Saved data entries
>>>
PR #47, opened 2016-05-16
Expose interfaces instead of struct types

argon:
This allows easier mocking of Algolia within application tests

### DIFF
--- a/algoliasearch/algoliasearch.go
+++ b/algoliasearch/algoliasearch.go
@@ -1,0 +1,225 @@
+package algoliasearch
+
+// Client is a representation of an Algolia application. Once initialized it
+// allows manipulations over the indexes of the application as well as
+// network related parameters.
+type Client interface {
+
+	// SetExtraHeader allows to set custom headers while reaching out to
+	// Algolia servers.
+	SetExtraHeader(key, value string)
+
+	// SetTimeout specifies timeouts to use with the HTTP connection.
+	SetTimeout(connectTimeout, readTimeout int)
+
+	// ListIndexes returns the list of all indexes belonging to this Algolia
+	// application.
+	ListIndexes() (indexes []IndexRes, err error)
+
+	// InitIndex returns an Index object targeting `indexName`.
+	InitIndex(name string) Index
+
+	// ListKeys returns all the API keys available for this Algolia application.
+	ListKeys() (keys []Key, err error)
+
+	// MoveIndex renames the index named `source` as `destination`.
+	MoveIndex(source, destination string) (UpdateTaskRes, error)
+
+	// CopyIndex duplicates the index named `source` as `destination`.
+	CopyIndex(source, destination string) (UpdateTaskRes, error)
+
+	// AddKey creates a new API key from the supplied `ACL` and the specified
+	// optional parameters.
+	AddKey(ACL []string, params Map) (res AddKeyRes, err error)
+
+	// UpdateKey updates the API key named `key` with the supplied
+	// parameters.
+	UpdateKey(key string, params Map) (res UpdateKeyRes, err error)
+
+	// GetKey returns the ACL and validity of the API key named `key`.
+	GetKey(key string) (res Key, err error)
+
+	// DeleteKey deletes the API key named `key`.
+	DeleteKey(key string) (res DeleteRes, err error)
+
+	// GetLogs retrieves the `length` latest logs, starting at `offset`. Logs can
+	// be filtered by type via `logType` being either "query", "build" or "error".
+	GetLogs(params Map) (logs []LogRes, err error)
+
+	// GenerateSecuredAPIKey generates a public API key intended to restrict access
+	// to certain records.
+	// This new key is built upon the existing key named `apiKey`. Tag filters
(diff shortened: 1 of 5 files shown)


argon:
Tests failing as they require #40

aseure:
Hello @argon. Thank you for the great work. I'm currently working on the second version of the client with @ercolanelli-leo and we effectively planned to turn the client and the index into interfaces so your PR arrived just at the right time.

Could you just rebase your branch onto `v2` right now, fix what needs to be fixed and push-force your commit? Because we just merged #40 which brings the tests back to life and changes quite a few things (the `Index.AddKey` for instance). We'll review your PR after that and eventually merge it. :)

algoliasearch/index_iterator.go
```diff
@@ -15,21 +13,17 @@ type IndexIterator struct {
...
-func newIndexIterator(index *Index, params Map) (it IndexIterator, err error) {
-	it = IndexIterator{
+func newIndexIterator(index Index, params Map) (it IndexIterator, err error) {
+	it = &indexIterator{
 		index:  index,
 		params: duplicateMap(params),
 		pos:    0,
 	}
-	err = it.loadNextPage()
+	err = it.(*indexIterator).loadNextPage()
```
argon: I'm not entirely happy with this, but without avoiding the implicit return variable I don't see a better way.

argon:
I have included a second commit which removes the duplicated documentation from the implementation files `client.go`, `index.go`, `index_iterator.go`. You may wish to leave them in but I don't think it's wise to have the duplication and the documentation should definitely live alongside the interfaces.

algoliasearch/algoliasearch.go
```diff
@@ -0,0 +1,225 @@
+package algoliasearch
+
+// Client is a representation of an Algolia application. Once initialized it
+// allows manipulations over the indexes of the application as well as
+// network related parameters.
+type Client interface {
+
```
aseure: Extra empty line can be removed.

algoliasearch/algoliasearch.go
```diff
@@ -0,0 +1,225 @@
...
+	// DeleteByQuery finds all the records that match the `query`, according to the
+	// given 'params` and deletes them.
+	DeleteByQuery(query string, params Map) (res BatchRes, err error)
+}
+
+// IndexIterator is used by the BrowseAll functions to iterate over all the
+// records of an index (or a subset according to what the query was).
+type IndexIterator interface {
+
```
aseure: Extra empty line can be removed.

algoliasearch/index_iterator.go
aseure: Agree.

However, are you sure it's useful to have an `interface` for the `indexIterator`? In the end, it's just an implementation detail of the `index` structure. I think we should keep the `IndexIterator` as it was previously (not an interface). Final users who would like to mock the `index` will probably change all the `Browse*` functions according to their needs, without reusing the `indexIterator`. @ercolanelli-leo What do you think?

ercolanelli-leo: Since indexIterator now refers to index through its interface, maybe it's not necessary to make it itself an interface.

aseure:
@argon Thanks for the rebasing. Few things before we merge, could you:

 - Remove the two extra empty lines I pointed out
 - Revert the changes you made to the `IndexIterator` because we do not think we should use it as an interface

Other than that, everything is LGTM and the tests are OK on my side. Thank you. 👍

argon:
I strongly disagree about IndexIterator. While you're correct that it only uses the Index interface, it would result in a significant overhead when trying mock it out.

Instead of simply implementing BrowseAll and passing back a MockIndexIterator which would merely need to implement Next. Instead it's necessary to mock out Index based on the *internal* behaviour of IndexIterator when that is not something the application using the library should ever care about.

I will come up with a better solution than the force type assertion. Dropping the IndexIterator interface would be a big mistake.

aseure:
@argon My bad, you're right about the `IndexIterator` as an interface.

About the type assertion, I could suggest you to instantiate a new `*indexIterator` variable on which you can call the `loadNextPage` function without type casting and assign it to the `it` variable which is typed as a `IndexIterator` interface.

```diff
diff --git a/algoliasearch/index_iterator.go b/algoliasearch/index_iterator.go
index f6500c7..e85e993 100644
--- a/algoliasearch/index_iterator.go
+++ b/algoliasearch/index_iterator.go
@@ -14,12 +14,13 @@ type indexIterator struct {
 // to the given `params`. It is also trying to load the first page of results
 // and return an error if something goes wrong.
 func newIndexIterator(index Index, params Map) (it IndexIterator, err error) {
-       it = &indexIterator{
+       i := &indexIterator{
                index:  index,
                params: duplicateMap(params),
                pos:    0,
        }
-       err = it.(*indexIterator).loadNextPage()
+       err = i.loadNextPage()
+       it = i
        return
 }
```

argon:
As `newIndexIterator` is an internal function I have adjusted it to return an `*indexIterator` which makes sense and solves the problem.

aseure:
Tests are running OK on my side. I'll merge it now. Thank you again @argon. 👍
<<<
**REQUIRED ACTION**
Filter the records for lines containing the word "indexes" and copy each one.

**RESULT OF THE EXERCISE**
+// allows manipulations over the indexes of the application as well as
+	// ListIndexes returns the list of all indexes belonging to this Algolia
+	ListIndexes() (indexes []IndexRes, err error)
+// allows manipulations over the indexes of the application as well as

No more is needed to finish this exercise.